There is an extensive family program to instill a love for the arts at an early age.

Argentinean clown and puppeteer Roberto White uses everyday objects, such as plastic bags and wrapping paper, for his mime-based puppet production Special Creatures (May 16-18).

Japan's original contemporary shadow play theater Kakashiza brings the Wild Kingdom to Macao with agile hands against light and shadow in Animare (May 10-13).

And Julien Cottereau, a mime and former clown with Cirque du Soleil, will mesmerize audiences as a little boy in Imagine Toi (May 23-25).

"I would highlight Dance, a seminal collaboration among three 20th-century masters-choreography by Lucinda Childs and music composed by Philip Glass, set against the Modernist film by visual artist Sol LeWitt," Lam says.

Dance combines the athleticism of contemporary dance movements with natural walking rhythms, leaps and sudden changes in direction for a complex show that appears simple. The live dancers are juxtaposed against LeWitt's film background of 1979 dancers performing the same routine. Dance was revived in 2009 before touring London, Vienna and New York City.

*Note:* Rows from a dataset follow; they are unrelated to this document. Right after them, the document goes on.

PR #7231, opened 2023-11-22
Internal and remote actor invocation optimization

ItalyPaleAle:
This PR changes the data structures used for actor invocation (direct messaging, reminders, timers), optimizing them for when internal and remote actors are invoked.

1. When invoking internal actor such as workflow actors, with this PR we do not need to create a "virtual app channel" anymore, which added significant overhead due to data being copied and re-encoded various time, and complexity with routing. When an actor is internal (and local), it is invoked directly.
1. Currently, the "standard" data structure used in the actors package is `pkg/messaging/v1.InvokeMethodRequest`, which is optimized for invocations on the app channel. This changes the main data structure to be `pkg/proto/internals/v1.InternalInvokeRequest`, which is the same that is used for local and remote actor invocation. This avoids unnecessary conversions to/from the messaging data structure, which is meant for a different purpose and optimized for streaming.
2. Lastly, internal actors have been improved by allowing the actor runtime itself manage each instance of an active actor. This way, implementation of internal actors can save state locally (in the same object) and don't need to maintain a map of states. It simplifies the development and maintenance of internal actors, as well as improving performance by using more efficient state maps and avoid locking (based on haxmap)

All told these changes should improve performance, especially when invoking internal actors, and reduce allocations.


pkg/actors/actors.go
```diff
@@ -582,64 +602,145 @@ func (a *actorsRuntime) callLocalActor(ctx context.Context, req *invokev1.Invoke
...
+		if md != nil && len(md["Dapr-Reentrancy-Id"]) > 0 {
+			reentrancyID = ptr.Of(md["Dapr-Reentrancy-Id"][0])
+		} else {
+			var uuidObj uuid.UUID
+			uuidObj, err = uuid.NewRandom()
+			if err != nil {
+				return nil, fmt.Errorf("failed to generate UUID: %w", err)
+			}
+			reentrancyID = ptr.Of(uuidObj.String())
+			if md == nil {
```
DeepanshuA, line 687: md is already initialized with length, 1 greater than metadata length - do we need this check here and re-initialize it?

pkg/actors/internal_actor.go
```diff
@@ -21,145 +21,57 @@ import (
...
-	internalTypeName := actorType
-	if !strings.HasPrefix(actorType, InternalActorTypePrefix) {
-		internalTypeName = InternalActorTypePrefix + actorType
-	}
-	if _, exists := c.actors[internalTypeName]; exists {
-		return fmt.Errorf("internal actor named '%s' already exists", actorType)
-	}
-	c.actors[internalTypeName] = actorImpl
-	return nil
+type InternalActorTimer struct {
```
DeepanshuA, line 57: Can we use single struct for `InternalActorReminder` and `InternalActorTimer`?

pkg/actors/internal_actor.go
```diff
@@ -21,145 +21,57 @@ import (
...
+	"github.com/dapr/dapr/pkg/actors/internal"
 )
 
 const InternalActorTypePrefix = "dapr.internal."
 
 // InternalActor represents the interface for invoking an "internal" actor (one which is built into daprd directly).
 type InternalActor interface {
 	SetActorRuntime(actorsRuntime Actors)
-	InvokeMethod(ctx context.Context, actorID string, methodName string, data []byte) (any, error)
+	InvokeMethod(ctx context.Context, actorID string, methodName string, data []byte, metadata map[string][]string) ([]byte, error)
```
DeepanshuA, line 33: Why do we need extra `metadata` here ?

pkg/actors/internal_actor.go
```diff
@@ -21,145 +21,57 @@ import (
...
 	DeactivateActor(ctx context.Context, actorID string) error
-	// InvokeReminder invokes reminder logic for an internal actor.
-	// Note that the DecodeInternalActorReminderData function should be used to decode the [data] parameter.
-	InvokeReminder(ctx context.Context, actorID string, reminderName string, data []byte, dueTime string, period string) error
-	InvokeTimer(ctx context.Context, actorID string, timerName string, params []byte) error
+	InvokeReminder(ctx context.Context, reminder InternalActorReminder, metadata map[string][]string) error
```
DeepanshuA, line 35: Same - is extra `metadata` required here?

pkg/grpc/api.go
```diff
@@ -1188,12 +1177,8 @@ func (a *api) InvokeActor(ctx context.Context, in *runtimev1pb.InvokeActorReques
 	// should technically wait forever on the locking mechanism. If we timeout while
 	// waiting for the lock, we can also create a queue of calls that will try and continue
 	// after the timeout.
-	policyRunner := resiliency.NewRunnerWithOptions(ctx, policyDef,
-		resiliency.RunnerOpts[*invokev1.InvokeMethodResponse]{
-			Disposer: resiliency.DisposerCloser[*invokev1.InvokeMethodResponse],
-		},
-	)
-	resp, err := policyRunner(func(ctx context.Context) (*invokev1.InvokeMethodResponse, error) {
+	policyRunner := resiliency.NewRunner[*internalv1pb.InternalInvokeResponse](ctx, policyDef)
```
DeepanshuA, line 1180: For my understanding: We were using Disposer to take care of failure scenarios. Won't we need it now?

DeepanshuA (commented):
Doing first pass

pkg/actors/actors.go
ItalyPaleAle: We can't be sure md != nil here

pkg/actors/internal_actor.go
ItalyPaleAle: Good question, let me see if I can get away with removing it

pkg/grpc/api.go
ItalyPaleAle: No need now because the data is not held in a stream anymore for actors!

pkg/actors/internal_actor.go
ItalyPaleAle: The metadata includes things like headers and re-entrancy IDs. I think it may be safe to leave it there in case an internal actor needs them. I don't believe it's the case today, but probably not a bad practice

pkg/actors/internal_actor.go
ItalyPaleAle: I think so, it would probably help simplifying. I'll change that.

ItalyPaleAle: Done

DeepanshuA (approved):
LGTM

pkg/actors/actors.go
```diff
@@ -158,20 +162,20 @@ func NewActors(opts ActorsOpts) ActorRuntime {
...
+		grpcConnectionFn:   opts.GRPCConnectionFn,
+		actorsConfig:       opts.Config,
+		timers:             timers.NewTimersProvider(clock),
+		tracingSpec:        opts.TracingSpec,
+		resiliency:         opts.Resiliency,
+		storeName:          opts.StateStoreName,
+		placement:          opts.MockPlacement,
+		actorsTable:        &sync.Map{},
+		clock:              clock,
+		internalActorTypes: haxmap.New[string, InternalActorFactory](4), // Initial capacity should be enough for the current built-in actors
```
daixiang0, line 175: Magic number?

pkg/actors/actors.go
```diff
@@ -158,20 +162,20 @@ func NewActors(opts ActorsOpts) ActorRuntime {
...
+		internalActors:     haxmap.New[string, InternalActor](32),
```
daixiang0, line 176: Magic number?

pkg/actors/actors.go
```diff
@@ -370,40 +374,55 @@ func (a *actorsRuntime) haltAllActors() error {
...
+		// If the actor was loaded in-memory, call DeactivateActor on it
+		if loaded {
+			err = internalAct.DeactivateActor(ctx)
+			if err != nil {
+				diag.DefaultMonitoring.ActorDeactivationFailed(act.actorType, "internal")
+				return fmt.Errorf("failed to deactivate internal actor: %w", err)
+			}
+		}
+	} else if a.appChannel != nil {
+		req := invokev1.NewInvokeMethodRequest("actors/"+act.actorType+"/"+act.actorID).
```
daixiang0, line 403: Could we have a func to generate request URL, if so we can easily update URL and do not change many codes.

daixiang0, line 403: Also use `daprSeparator`

pkg/actors/actors.go
```diff
@@ -547,39 +577,45 @@ func (a *actorsRuntime) getOrCreateActor(act *internalv1pb.Actor) *actor {
...
+	}
+	defer imReq.Close()
 
 	// Reentrancy to determine how we lock.
 	var reentrancyID *string
 	if a.actorsConfig.GetReentrancyForType(act.actorType).Enabled {
-		if headerValue, ok := req.Metadata()["Dapr-Reentrancy-Id"]; ok {
-			reentrancyID = &headerValue.GetValues()[0]
+		if md := imReq.Metadata()["Dapr-Reentrancy-Id"]; md != nil && len(md.GetValues()) > 0 {
+			reentrancyID = ptr.Of(md.GetValues()[0])
```
daixiang0, line 594: Please add an example about whole value.

pkg/actors/actors.go
```diff
@@ -547,39 +577,45 @@ func (a *actorsRuntime) getOrCreateActor(act *internalv1pb.Actor) *actor {
...
 		} else {
-			uuidObj, err := uuid.NewRandom()
+			var uuidObj uuid.UUID
```
daixiang0, line 596: Any reason that use `var`?

pkg/actors/actors.go
ItalyPaleAle: It's just an initial capacity that makes sense. If more capacity is needed, it'll be allocated

pkg/actors/actors.go
ItalyPaleAle: It's explained there in a comment. it's an initial capacity that makes sense given the current number of internal actors. If more capacity is needed it'll be allocated.

pkg/actors/actors.go
ItalyPaleAle: Maybe but at this stage we will not change URLs until a "v2".

ItalyPaleAle: No, daprSeparator is || and here we use /

pkg/actors/actors.go
ItalyPaleAle: I'm not sure I follow your ask. This is not new code, it was there before

pkg/actors/actors.go
ItalyPaleAle: To appease our linter overloard

daixiang0:
@ItalyPaleAle see conflicts.

ItalyPaleAle:
> @ItalyPaleAle see conflicts.

Fixed

pkg/api/grpc/daprinternal.go
```diff
@@ -281,34 +281,23 @@ func (a *api) CallLocalStream(stream internalv1pb.ServiceInvocation_CallLocalStr
...
-	defer req.Close()
-
 	// We don't do resiliency here as it is handled in the API layer. See InvokeActor().
-	resp, err := a.Actors().Call(ctx, req)
+	res, err := a.Actors().Call(ctx, in)
 	if err != nil {
-		// We have to remove the error to keep the body, so callers must re-inspect for the header in the actual response.
 		actorErr, isActorErr := actorerrors.As(err)
-		if resp != nil && isActorErr {
-			defer resp.Close()
```
yaron2, line 296: Don't we want to keep this?

ItalyPaleAle: No, as part of the refactoring this is now not a stream (since the data was never a stream to begin with for actor invocation), so no need to clsoe

daixiang0:
Please fix conflicts.

Codes looks good to me.

ItalyPaleAle:
> Please fix conflicts.
> 
> Codes looks good to me.

Fixed

daixiang0 (approved):
LGTM

yaron2 (approved):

"Dance is much the same as it was originally seen in 1979," admits Alisa Regas, managing director and creative principal with Pomegranate Arts, the company mounting Dance with Childs.

"The main difference is actually in the dancers themselves. Onscreen, the dancers from 1979 were much less formally trained and have a different quality to the movement. This has been one of the most interesting aspects of the project: The work itself appears timeless while the dancers interpreting it are very much of our own era."

"The Patua theater is one of the most awaited shows in each edition of the MAF," says Lam.